### What is expected
Please look for the string "with" below and report every line in which it occurs.

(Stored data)
━━━━━━━━━━━━━━━━

Issue #7344, opened 2021-07-17
Build error "Header 'Realm/RLMDictionary_Private.h' not found" in module.modulemap


nicolas255:
## Goals

I am trying to use version of Realm in a SPM package.

## Expected Results

Xcode should resolve the dependencies successfully and then the package should build successfully.

## Actual Results

The dependency is resolved successfully but then the build fails with two errors :

![Screenshot 2021-07-17 at 21 04 43](https://user-images.githubusercontent.com/7323838/126047174-2594b0b4-a49b-4903-83bf-a45641e97406.png)

## Steps for others to Reproduce

1. Create a swift package with Xcode.
2. Add `realm-cocoa` as a dependency.
3. Start building.

## Code Sample

This is the `Package.swift` file :
```swift
let package = Package(
    name: "MyLibrary",
    platforms: [.iOS(.v14)],
    products: [
        .library(
            name: "MyLibrary",
            targets: ["MyLibrary"]
        ),
    ],
    dependencies: [
        .package(name: "Realm", url: "https://github.com/realm/realm-cocoa", .upToNextMajor(from: "10.10.0")),
    ],
    targets: [
        .target(
            name: "MyLibrary",
            dependencies: [
                .product(name: "Realm", package: "Realm"),
                .product(name: "RealmSwift", package: "Realm"),
            ]
        ),
        .testTarget(
            name: "MyLibraryTests",
            dependencies: [
                .target(name: "MyLibrary"),
                .product(name: "Realm", package: "Realm"),
                .product(name: "RealmSwift", package: "Realm"),
            ]
        ),
    ]
)
```

## Version of Realm and Tooling

Realm framework version:  
From `10.8.0` to `10.10.0`.  
Build succeeds with `10.7.7` or earlier.

Xcode version:  
`12.5.1`

iOS/OSX version:  
I tried targeting an iPhone running on iOS 14.6 and simulator running iOS 14.3.

Dependency manager + version:  
SPM, bundled with Xcode

leemaguire:
Hi @nicolas255 I cannot reproduce your issue, have you cleaned your build and derived data?

nicolas255:
Hi @leemaguire, I tested all of that but no luck there…

In the meantime, I also tried to upgrade from 10.7.4 to 10.10.0 in an existing project where packages are managed by Xcode (it's an iOS app project) and I have the same two issues. Then I tried to replicate them in a fresh iOS project and same issues again.

[...]

PR #7360, opened 2021-07-25
Fix the RLMDictionary_Private.h symlink

nicolas255:
~~Fixes the symlink to RLMDictionary_Private.h which causes build errors on case sensitive file systems.~~

See #7344.

### DIFF
--- a/CHANGELOG.md
+++ b/CHANGELOG.md
@@ -1,3 +1,24 @@
+x.y.z Release notes (yyyy-MM-dd)
+=============================================================
+### Enhancements
+* None.
+
+### Fixed
+* Fixed a symlink which prevented Realm from building on case sensitive file systems. 
+  ([#7344](https://github.com/realm/realm-cocoa/issues/7344), since v10.8.0)
+
+<!-- ### Breaking Changes - ONLY INCLUDE FOR NEW MAJOR version -->
+
+### Compatibility
+* Realm Studio: 11.0.0 or later.
+* APIs are backwards compatible with all previous releases in the 10.x.y series.
+* Carthage release for Swift is built with Xcode 12.5.1.
+* CocoaPods: 1.10 or later.
+* Xcode: 12.2-13.0 beta 3.
+
+### Internal
+* Upgraded realm-core from ? to ?
+
 10.11.0 Release notes (2021-07-22)
 =============================================================
 
--- a/CHANGELOG.md
+++ b/CHANGELOG.md
@@ -1,9 +1,22 @@
 x.y.z Release notes (yyyy-MM-dd)
 =============================================================
 ### Enhancements
-* None.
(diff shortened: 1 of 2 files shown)


nicolas255:
So this PR is not ready to be merge and actually breaks the build (at least on a case sensitive file system) with the same error as the one I described in #7344. But the reason is not the same and I have absolutely no idea how this happened…

If you manually clone the project, everything is fine. But when the project is added to a Swift package, the symlink in the checkout in the derived data is broken in a weird way:

Screenshot 2021-07-25 at 22 47 33

As you can see here the "?" at the end of the symlink. It's actually a newline character and I have absolutely no idea how it got there…

Here is a hex dump of the symlink after a `git clone`:
```
➜  Realm git:(master) readlink -n RLMDictionary_Private.h > foo
➜  Realm git:(master) hexdump -C foo
00000000  2e 2e 2f 2e 2e 2f 52 65  61 6c 6d 2f 52 4c 4d 44  |../../Realm/RLMD|
00000010  69 63 74 69 6f 6e 61 72  79 5f 50 72 69 76 61 74  |ictionary_Privat|
00000020  65 2e 68                                          |e.h|
00000023
```

And here is a hex dump of the same symlink from the derived data:
```
➜  Realm git:(dba32b4f7) readlink -n RLMDictionary_Private.h > foo
➜  Realm git:(dba32b4f7) hexdump -C foo
00000000  2e 2e 2f 2e 2e 2f 52 65  61 6c 6d 2f 52 4c 4d 44  |../../Realm/RLMD|
00000010  69 63 74 69 6f 6e 61 72  79 5f 50 72 69 76 61 74  |ictionary_Privat|
00000020  65 2e 68 0a                                       |e.h.|
00000024
```

leemaguire:
@nicolas255 does the newline / `?` appear in a fresh project with the same setup?

nicolas255:
@leemaguire I'm not sure what kind of sorcery was at play here but somehow, Xcode kept checking out the wrong commit when specifying `https://github.com/nicolas255/realm-cocoa` on `master` event after clearing out the derived data and reseting the package cache. It was only after restarting Xcode that it decided to check out the correct commit and then it worked… So never mind, the new symlink seems to be working just fine (even if I'm still confused).

And to answer your question, yes, creating another new project actually worked and that is what pushed me to check the commits directly 🙏.

leemaguire (approved):
We will need to provide a changelog entry for this

leemaguire:
@nicolas255 Could you please sign the CLA located at the bottom of this doc so that we may proceed https://github.com/realm/realm-cocoa/blob/master/CONTRIBUTING.md

nicolas255:
@leemaguire I already did before I submitted the PR (filled up the form using the `nicolas255`).

PR #7364, opened 2021-07-27
Fix compile warning in Xcode 13 beta 4

cltnschlosser:
image


jsflax:
Looks good @cltnschlosser. Thanks for the fix.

━━━━━━━━━━━━━━━━

### Written solution
The dependency is resolved successfully but then the build fails with two errors :
1. Create a swift package with Xcode.
Build succeeds with `10.7.7` or earlier.
SPM, bundled with Xcode
+* APIs are backwards compatible with all previous releases in the 10.x.y series.
+* Carthage release for Swift is built with Xcode 12.5.1.
So this PR is not ready to be merge and actually breaks the build (at least on a case sensitive file system) with the same error as the one I described in #7344. But the reason is not the same and I have absolutely no idea how this happened…
@nicolas255 does the newline / `?` appear in a fresh project with the same setup?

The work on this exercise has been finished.